PR #2797, opened 2019-09-10
grc/cppgen: C++ code generation fixes

seeAppRun:
Fixed a few bugs in processing C++ includes and type translation,

Fixed generation of parameter declarations in C++ class headers (Please confirm this is the intended use. This change now produces compilable code when using parameters).

Modified mako templates to add parameters to C++ flowgraph class constructor and instantiation


grc/blocks/options.block.yml
```diff
@@ -51,7 +51,7 @@ parameters:
 -   id: cmake_opt
     label: CMake options
     dtype: string
-    default: ''
+    default: '-DCMAKE_CXX_STANDARD=11'
```
seeAppRun: Add -std=c++11 to default CMake options as gnuradio requires C++ >= 11

grc/core/blocks/_build.py
```diff
@@ -64,7 +64,7 @@ def build(id, label='', category='', flags='', documentation='',
 
     cpp_templates = cpp_templates or {}
     cls.cpp_templates = MakoTemplates(
-        includes=cpp_templates.get('includes', ''),
+        includes=cpp_templates.get('includes', []),
```
seeAppRun: includes is a python list not a string

grc/core/blocks/block.py
```diff
@@ -407,7 +407,7 @@ def make_callback(callback):
 
         return [make_callback(c) for c in self.cpp_templates.render('callbacks')]
 
-    def decide_type(self):
+    def format_expr(self, py_type):
         """
         Evaluate the value of the variable block and decide its type.
```
seeAppRun: Modified this method to take the parameter type as an argument. This way the rvalue expression can be formatted appropriately. 

i.e. given the following flowgraph parameters:
- foo = 2
- bar = 3.5
- foobar = foo*bar 

Python generated code will have a variable foobar of type float initaliazed to 7.0. 
However c++ generated code will have the following:
std::string foobar = "foo*bar";

With the changes, c++ generated code now looks like this:
int foo = 2;
double bar = 3/5;
double foobar = foo*bar;

grc/core/blocks/block.py
```diff
@@ -417,46 +417,65 @@ def decide_type(self):
...
 
-                        except IndexError: # empty list
-                            return 'std::vector<std::string>'
+                    except IndexError: # empty dict
+                        return 'std::map<std::string, std::string>'
 
-                        else:
-                            return 'std::vector<' + list_type + '>'
+                    else:
+                        return 'std::map<' + key_type + ', ' + val_type +'>'
```
seeAppRun: Added support for std::map<> types

grc/core/generator/cpp_templates/flow_graph.cpp.mako
```diff
@@ -13,6 +13,10 @@ GNU Radio version: ${version}
 ********************/
 
 #include "${flow_graph.get_option('id')}.hpp"
+% if flow_graph.get_option('realtime_scheduling'):
+#include <gnuradio/realtime.h>
+% endif
+
```
seeAppRun: Fixed compiler error due to missing include

grc/core/generator/cpp_templates/flow_graph.cpp.mako
```diff
@@ -25,12 +29,20 @@ class_name = flow_graph.get_option('id') + ('_' if flow_graph.get_option('id') =
...
+  initializer_str = '\n: ' + initializer_str
 %>\
 
 % if generate_options == 'no_gui':
-${class_name}::${class_name} (${param_str}) {
+${class_name}::${class_name} (${param_str}) ${initializer_str} {
 % elif generate_options == 'qt_gui':
-${class_name}::${class_name} (${param_str}) : QWidget() {
+${class_name}::${class_name} (${param_str}) : ${initializer_str} { 
+
```
seeAppRun: Added initializer list to c++ constructor

grc/core/generator/cpp_templates/flow_graph.cpp.mako
```diff
@@ -140,7 +148,7 @@ int main (int argc, char **argv) {
     % endif
 
     % if generate_options == 'no_gui':
-    ${class_name}* top_block = new ${class_name}();
+    ${class_name}* top_block = new ${class_name}(${param_str_without_types});
```
seeAppRun: Pass parameters to c++ class constructor

grc/core/generator/cpp_top_block.py
```diff
@@ -263,15 +263,37 @@ def _variable_types(self):
...
+        try:
+          exec(prog, namespace)
+          var_types = namespace['get_decl_types']()
+        except Exception as excp:
+          print('Failed to get parameter lvalue types: %s' %(excp))
+        
+
+        # Format the rvalue of each variable expression
+        for var in variables:
+            var.format_expr(var_types[str(var.params['id'].value)])
```
seeAppRun: This modification determines the python type of variables by evaluating them collectively. The type is then passed to var.format_expr() to decide the C++ type. This change allows C++ code to be consistent with Python code in which variables can be to used in the initialization of other variables. 
See also changes to grc/core/blocks/_build.py.

grc/core/generator/cpp_top_block.py
```diff
@@ -263,15 +263,37 @@ def _variable_types(self):
...
 
     def _parameter_types(self):
         fg = self._flow_graph
         parameters = fg.get_parameters()
 
         for param in parameters:
-            type_translation = {'eng_float' : 'double', 'intx' : 'int', 'std' : 'std::string'};
+            type_translation = {'eng_float' : 'double', 'intx' : 'int', 'str' : 'std::string'};
```
seeAppRun: Fixed typo: 'std' should be 'str'
Python 'str' : C++ 'std::string'

haakov:
Awesome! I've been busy moving abroad for the last few months and haven't been able to give the C++ code generation any attention lately. I'll look at it later today.

seeAppRun:
I'm glad to get some feedback on the changes. This is a work-in-progress as
there are a lot of issues to fix with the C++ code generation. These
changes don't address everything but I think it is a good start.
I'm not an expert in Python or Yaml, so some of the changes may not be as
elegant as they could be. My goal has been to get the C++ generation to
produce compilable/runnable code with the same semantics as the python
flowgraphs.
I have also enabled  C++ generation in several other gnuradio blocks (e.g.
pull request #2898). I will push the other C++ changes (gr-analog,
gr-zeromq, etc.) as I get time. But most of those changes are dependent on
this pull request.

Thanks,
Terry

gr-blocks/grc/blocks_repeat.block.yml
```diff
@@ -42,7 +42,7 @@ templates:
 cpp_templates:
     includes: ['#include <gnuradio/blocks/repeat.h>']
     declarations: 'blocks::repeat::sptr ${id};'
-    make: 'this->${id} = blocks::repeat::make(${type.size}*${vlen}, ${interp});'
+    make: 'this->${id} = blocks::repeat::make(${type.size})*${vlen}, ${interp});'
```
haakov: Are you sure about this?

grc/core/generator/cpp_top_block.py
haakov: Great catch, thanks

gr-blocks/grc/blocks_repeat.block.yml
seeAppRun: I know this looks strange, but if you look below at:
```
translations:
        gr.sizeof_: 'sizeof('
```
The ${type.size} causes a replacement of  **gr.sizeof** with **sizeof(**, which is missing a closing parens.

seeAppRun:
Håkon,
I wanted to let you know I'm currently working on cleaning up and fixing
c++ generation of variables in block.py and cpp_top_block.py. In my initial
push, I did not fully understand how all the pieces worked. If you haven't
begun reviewing those files yet, I'd ask you wait a day or so and I'll
update those files.
The new changes will be much simpler and more correct. In short, I've
modified the code to evaluate variable blocks to determine the appropriate
C++ type, even when the is a compound type, such as a dictionary containing
lists of complex numbers.

Thanks,
Terry

grc/blocks/options.block.yml
seeAppRun: I wonder if DCMAKE_CXX_STANDARD=11 option should go in the CMakeLists.txt.mako file instead?

haakov:
No problem! I'll wait a couple days.

gr-blocks/grc/blocks_repeat.block.yml
seeAppRun: After looking at this more closely, I found that the translation is not needed at all. It is handled implicitly in cpp_top_block.py. So I removed it from this file because the unmodified translation generates non-compilable code (missing a closing parens) i.e. 

`sizeof(gr_complex` 

Note there are at least 40 other YAML files with this broken translation. I'll address those in a separate pull request since this one is already fairly involved.

grc/blocks/options.block.yml
mbr0wn: Yeah I think it should.

mbr0wn:
Looks like this needs some attention/history cleanup? @seeAppRun are you still working on this?

seeAppRun:
This work includes all the issues I've addressed thus far, so I don't have
anything new to add, unless review comments suggest something needs to
change.

What exactly is meant by history cleanup?

grc/core/generator/cpp_top_block.py
```diff
@@ -330,6 +382,11 @@ def make_port_sig(port):
             # Remove the virtual connection
             connections.remove(connection)
 
+        # Remove virtual sink connections too
+        virtual = [c for c in connections if isinstance(c.sink_block, blocks.VirtualSink)]
+        for connection in virtual:
+            connections.remove(connection)
+
```
haakov: I think we should consider changing this so that it matches the corresponding code in top_block.py:

 https://github.com/gnuradio/gnuradio/blob/590d73242d5755d3b98fc86e2f8f46ae4d9906a8/grc/core/generator/top_block.py#L252-L264

Both work, but it seems cleaner to implement them identically since they are responsible for completing the _exact_ same task

grc/core/generator/FlowGraphProxy.py
```diff
@@ -160,7 +160,7 @@ def links(self):
         Returns:
             a list of GNU Radio modules
         """
-        return [block.cpp_templates.render('link') for block in self.iter_enabled_blocks()]
+        return [block.cpp_templates.render('link') for block in self.iter_enabled_blocks() if not (block.is_virtual_sink() or block.is_virtual_source())]
```
haakov: What problem does this solve exactly?

I'm asking because if this change (and the other virtual block-related changes you've made in this PR) is necessary for the virtual blocks, then I'm wondering if it might also be necessary for other blocks such as the embedded Python blocks.

seeAppRun:
Unfortunately I'm on travel at the moment and don't have access to a system
to review this change now, but I recall it is necessary to prevent
attempting to generate connection code for virtual blocks, which will cause
the generation to fail.
I can address comments in greater detail in a few days.

gr-blocks/grc/blocks_repeat.block.yml
```diff
@@ -45,7 +45,5 @@ cpp_templates:
     make: 'this->${id} = blocks::repeat::make(${type.size}*${vlen}, ${interp});'
     callbacks:
     - set_interpolation(${interp})
-    translations:
```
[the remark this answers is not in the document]
seeAppRun: Yes, I think this was also fixed in PR #2935. It was fixed here before I found that the translation issue was widespread.

grc/core/generator/FlowGraphProxy.py
seeAppRun: Without this modification, generating C++ with Virtual blocks produces the following error:
`Generate Error: 'VirtualSink' object has no attribute 'cpp_templates'`

michaelld:
@seeAppRun is this PR finalized from your perspective? If so, let's get it reviewed! If not, please take the time to fix it up. Thx!

seeAppRun:
I don't currently have any other changes to add, so I guess it's ready for review. I know the commit history needs to be cleaned up as the some files have changed multiple times, but I'm not sure the best way to go about that.

mbr0wn:
Let's worry about git history last. I might be able to help. @haakov, once you give a green checkmark I'll work with @seeAppRun to get it merged.

seeAppRun:
@haakov I also had issues with the `qwt_symbol.h` but don't remember how I resolved it. Hopefully it wasn't a 'local' fix.
I'll address the conncection code in cpp_top_block.py and look at the Qt sink issue and follow up tomorrow.

seeAppRun:
@haakov I pushed an update to cpp_top_block.py to mirror the virtual connection handling code in top_block.py

**1.**
I have the same issue with `<qwt_global.h`>. I think that `include_directories` needs to be updated in `CMakeLists.txt.mako`. I tried adding `QWT_INCLUDE_DIRS` to the includes, and I added a find_package(...) for Qwt, but that didn't work either. Perhaps related to your findings?  FWIW, I've tried this on CentOS and Ubuntu. 

**2.**
I also saw the issue with single vs. double quotes. The same thing also applies when you use a string value in a _variable_ or _parameter_ block, though in these cases a `std::string` is declared.

mbr0wn:
Merged manually.

velichkov:
Three grc tests are failing as a result of 64ee8030682

```
         if 'cpp' in self.flags and not (self.is_virtual_source() or self.is_virtual_sink()):
 >           self.orig_cpp_templates = self.cpp_templates # The original template, in case we have to edit it when transpiling to C++
 E           AttributeError: 'DummyBlock' object has no attribute 'cpp_templates'
 
 ../../../grc/core/blocks/block.py:81: AttributeError
```
To me it's not clear what the purpose of this `DummyBlock` is and so I'm not sure whether a correct fix is to add a `cpp_templates` to it.

<details>
<summary>And here is the  full output of test_generator</summary>

```
154: ________________________________ test_generator ________________________________
154: 
154:     def test_generator():
154:         # c&p form compiler code.
154:         # todo: make this independent from installed GR
154:         grc_file = path.join(path.dirname(__file__), 'resources', 'test_compiler.grc')
154:         out_dir = tempfile.gettempdir()
154:     
154:         platform = Platform(
154:             name='GNU Radio Companion Compiler',
154:             prefs=None,
154:             version='0.0.0',
154:         )
154:         platform.build_library()
154:     
154: >       flow_graph = platform.make_flow_graph(grc_file)
154: 
154: ../../../grc/tests/test_generator.py:29: 
154: _ _ _ _ _ _ _ _ _ _ _ _ _ _ _ _ _ _ _ _ _ _ _ _ _ _ _ _ _ _ _ _ _ _ _ _ _ _ _ _ 
154: ../../../grc/core/platform.py:410: in make_flow_graph
154:     fg.import_data(data)
154: ../../../grc/core/FlowGraph.py:410: in import_data
154:     self.new_block(block_id='_dummy', missing_block_id=block_id, **block_data)
154: ../../../grc/core/FlowGraph.py:300: in new_block
154:     block = self.parent_platform.make_block(self, block_id, **kwargs)
154: ../../../grc/core/platform.py:418: in make_block
154:     return cls(parent, **kwargs)
154: ../../../grc/core/blocks/dummy.py:24: in __init__
154:     super(DummyBlock, self).__init__(parent=parent)
154: _ _ _ _ _ _ _ _ _ _ _ _ _ _ _ _ _ _ _ _ _ _ _ _ _ _ _ _ _ _ _ _ _ _ _ _ _ _ _ _ 
154: 
154: self = block[], parent = <grc.core.FlowGraph.FlowGraph object at 0x7fb7516d0a50>
154: 
154:     def __init__(self, parent):
154:         """Make a new block from nested data."""
154:         super(Block, self).__init__(parent)
154:         param_factory = self.parent_platform.make_param
154:         port_factory = self.parent_platform.make_port
154:     
154:         self.params = collections.OrderedDict(
154:             (data['id'], param_factory(parent=self, **data))
154:             for data in self.parameters_data
154:         )
154:         if self.key == 'options':
154:             self.params['id'].hide = 'part'
154:     
154:         self.sinks = [port_factory(parent=self, **params) for params in self.inputs_data]
154:         self.sources = [port_factory(parent=self, **params) for params in self.outputs_data]
154:     
154:         self.active_sources = []  # on rewrite
154:         self.active_sinks = []  # on rewrite
154:     
154:         self.states = {'state': True, 'bus_source': False, 'bus_sink': False, 'bus_structure': None}
154:     
154:         if 'cpp' in self.flags and not (self.is_virtual_source() or self.is_virtual_sink()):
154: >           self.orig_cpp_templates = self.cpp_templates # The original template, in case we have to edit it when transpiling to C++
154: E           AttributeError: 'DummyBlock' object has no attribute 'cpp_templates'
154: 
154: ../../../grc/core/blocks/block.py:81: AttributeError
154: ----------------------------- Captured stdout call -----------------------------
```
</details>

seeAppRun:
I'm not sure what the DummyBlock is for either, but looking at the class (`grc/core/blocks/dummy.py`) it appears to represent a missing block.  Perhaps the method `enabled()` could be used in the conditional to avoid trying to generate C++ for the block in question. 

This method explicitly returns False in class DummyBlock :
`    
def enabled(self):
        return False
`

seeAppRun:
@velichkov 
I did a quick test and it does seem that DummyBlock can represent a missing block.
I renamed a block YAML file to force a missing block and got the same error as above. 

However, adding `self.enabled` (note this is actually a property rather than a method) to the conditional at `grc/core/blocks/block.py:80` does eliminate the error.  No code is generated for the missing block. 
I don't know if this is the correct solution as I'm not sure of the expected behavior for missing blocks.

velichkov:
Hi @seeAppRun,

Thanks for looking into this. I can confirm that adding `and self.enabled` to `block.py:80` fixes this problem. The behavior with this fix when there is a missing block seems to be the same as in gnuradio 3.7 - e.g. I'm able to open the flowgraph and I'm seeing all the missing blocks marked in red and I'm not able to build or run the flowgraph as it is invalid. Without this fix I don't see the flowgraph at all.

In the grc tests some of the blocks are missing because some more paths have to be added to the `GRC_BLOCKS_PATH` variable in `grc/tests/CMakeLists.txt` and we will probably need to add a test for flowgraph with missing blocks.

ghostop14:
Hi folks, I'm running into a related issue with that DummyBlock notification with the latest master branch (refreshed 2 days ago).  When a flowgraph has a missing block I'm getting that same non-descript "Error: 'DummyBlock' object has no attribute 'cpp_templates'" message.  It doesn't indicate the issue is a missing block or what the requested block id is (could be helpful in identifying what's missing), and won't open the flowgraph.  Seems like an error message including the requested block id could be helpful and let the flowgraph open with the "missing block" blocks present rather than just not opening?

Task item. All lines with the string "take" must be copied from the data.

Written answer.
seeAppRun: Modified this method to take the parameter type as an argument. This way the rvalue expression can be formatted appropriately. 
@seeAppRun is this PR finalized from your perspective? If so, let's get it reviewed! If not, please take the time to fix it up. Thx!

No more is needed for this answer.